Machine Learning : 'Regression' - Day 4
In this post which will be the last one on regression analysis, I will be discussing about the following topics in regression analysis.
- Bias and Variance Trade off in Regression models
- Under fitting and over fitting in regression models
- How can we optimize our model to avoid under fitting and over fitting.
- Regularization techniques
- L1 - Lasso Regression
- L2 - Ridge Regression
- L1 and L2 -Elastic Regression
- Gradient Descent
So, let's first understand what Bias and Variance means?
Bias and Variance in regression models
What does that bias and variance actually mean? Let us understand this by an example of archery targets.
Let’s say we have model which is very accurate, therefore the error of our model will be low, meaning a low bias and low variance as shown in first figure. Similarly we can say that if the variance increases, the spread of our data point increases which results in less accurate prediction. And as the bias increases the error between our predicted value and the observed values increases.
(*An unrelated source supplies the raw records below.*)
PR #3722, opened 2026-08-08
fix(openai): classify Bedrock Mantle context-overflow errors

### LINKED ISSUE #3718: [BUG] classify_openai_error() doesn't recognize Bedrock Mantle's context-overflow message, so ContextWindowOverflowException / reduce_context() never fires
### Checks

### SDK Language

Python

### Strands Version

1.50.2

### Language Runtime Version

Python 3.14.7

### Operating System

MacOS 26.5.2

### Installation Method

pip

### Steps to Reproduce

Using Bedrock Mantle's OpenAI-compatible endpoint (`bedrock_mantle_config` on `OpenAIResponsesModel`), send a
prompt that exceeds the model's real context window for `openai.gpt-5.6-terra` (confirmed live limit:
1,050,000 tokens).

Minimal reproduction:

```python
from strands import Agent
from strands.models import BedrockMantleConfig
import boto3

model = OpenAIResponsesModel(
    model_id="openai.gpt-5.6-terra",
    bedrock_mantle_config=BedrockMantleConfig(
        boto_session=boto3.Session(), region="us-east-1"
    ),
    params={"max_output_tokens": 16},
)
agent = Agent(model=model, tools=[], callback_handler=None)

# ~8.6M chars / ~1.2M tokens -- well over Terra's 1,050,000-token window
big_input = "quantum entangled photon lattice resonance " * 200_000
agent(big_input)
```

1. Run the snippet above against a live Bedrock Mantle endpoint with valid AWS credentials.
2. Mantle returns HTTP 400 with body:
   `{"error": {"code": "validation_error", "message": "prompt tokens (1200008) exceed model maximum
   (1050000) for openai.gpt-5.6-terra", "param": null, "type": "invalid_request_error"}}`
3. Observe the exception that propagates out of `agent(...)`.

Root cause, confirmed by reading the installed package
(`strands/models/_openai_errors.py`):

```python
_CONTEXT_WINDOW_OVERFLOW_PATTERNS = (
    "maximum context length",
    "context_length_exceeded",
    "too many tokens",
    "context length",
    "input is too long for requested model",
    "input length and `max_tokens` exceed context limit",
    "too many total text bytes",
    "exceed customer model maximum",   # <-- has "customer"
    "exceeds the max_model_len",
)
```

Mantle's real message is `"...exceed model maximum..."` — no `"customer"` in it, and its error `code` is
`"validation_error"`, not `"context_length_exceeded"`. No pattern in the list is a substring of the real
message, so `classify_openai_error()` returns `None` for every genuine Terra context overflow.

In `openai_responses.py`'s `stream()`:

```python
except (openai.APIError, _OpenAIResponsesStreamError) as error:
    error_kind = classify_openai_error(error)
    if error_kind == "throttling":
        ...
    if error_kind == "context_overflow":
        raise ContextWindowOverflowException(str(error)) from error
    raise  # <-- this is what actually happens for Terra
```

Since `error_kind` is `None`, the original error is re-raised unclassified instead of being wrapped in
`ContextWindowOverflowException`.

`Agent._execute_event_loop_cycle`'s only auto-recovery path is:

```python
except ContextWindowOverflowException as e:
    self.conversation_manager.reduce_context(self, e=e)
    ...  # retry
```

Because the exception is never `ContextWindowOverflowException`, `reduce_context()` (and the whole
retry-after-trim flow) never runs — even though `agent.conversation_manager` is correctly a
`SlidingWindowConversationManager` (the default; we never override it). The conversation-manager wiring
is correct and present; only the error classification is missing the Mantle-specific string.

### Expected Behavior

A prompt that exceeds a Bedrock Mantle model's real context window should be classified as
`"context_overflow"` by `classify_openai_error()`, causing `ContextWindowOverflowException` to be raised,
which triggers `conversation_manager.reduce_context()` and an automatic retry with a trimmed conversation
— the same recovery behavior that already works correctly for providers whose error text matches an
existing pattern (e.g. plain OpenAI's `"maximum context length"`).

### Actual Behavior

The raw, unclassified error (`_OpenAIResponsesStreamError` / `openai.BadRequestError`, message
`"prompt tokens (N) exceed model maximum (M) for <model_id>"`) propagates straight out of `agent(...)`.
No `ContextWindowOverflowException` is raised, `reduce_context()` never runs, and the turn hard-fails with
no auto-trim-and-retry — even though a working `SlidingWindowConversationManager` is attached to the
agent and would recover correctly if the exception were classified.

In our application, this is caught by a broad top-level exception handler, so the end user sees a generic
error rather than a crash — but the intended graceful-degradation behavior (trim context, retry) never
engages, and the failure is indistinguishable from any other unrelated error.

### Additional Context

- Confirmed live against Bedrock Mantle in `us-east-1` on 2026-08-07 (Mantle's advertised context window
  for `openai.gpt-5.6-terra` is 1,050,000 tokens as of the 2026-08-03 long-context expansion).
- Verified the installed package's `_CONTEXT_WINDOW_OVERFLOW_PATTERNS` list directly
  (`site-packages/strands/models/_openai_errors.py`) matches the current `main` branch of
  `strands-agents/harness-sdk` — this is not fixed on a newer unreleased version as of filing.
- Also reproduced the same gap via `client.responses.create()` directly against Mantle with the plain
  `openai` Python SDK (bypassing Strands entirely) to confirm the message text originates from Mantle
  itself, not from any Strands-side wrapping.
- We reach `OpenAIResponsesModel` via Bedrock Mantle's `bedrock_mantle_config` (not plain OpenAI), so this
  is specifically about Mantle's error phrasing, not a general OpenAI regression.
- The identical gap likely also affects `OpenAIModel`'s Chat-Completions-based `stream()`/`structured_output()` for
  non-`gpt-5.*` Mantle models, since both call the same shared `classify_openai_error()`.

### Possible Solution

Add Mantle's exact phrasing to `_CONTEXT_WINDOW_OVERFLOW_PATTERNS` in
`strands/models/_openai_errors.py`, e.g.:

```python
_CONTEXT_WINDOW_OVERFLOW_PATTERNS = (
    ...,
    "exceed customer model maximum",
    "exceed model maximum",  # Bedrock Mantle's phrasing (no "customer")
    ...,
)
```

Since `"exceed customer model maximum"` is itself a superset-match risk, a more robust long-term fix might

Now how this bias and variance is balanced to have a perfect model? Take a look at the image below and try to understand.
As we add more and more parameters to our model, its complexity increases, which results in increasing variance and decreasing bias, i.e., over fitting. So we need to find out one optimum point in our model where the decrease in bias is equal to increase in variance. In practice, there is no analytical way to find this point. So how to deal with high variance or high bias?
To overcome under fitting or high bias, we can basically add new parameters to our model so that the model complexity increases, and thus reducing high bias.
Now, how can we overcome Overfitting for a regression model?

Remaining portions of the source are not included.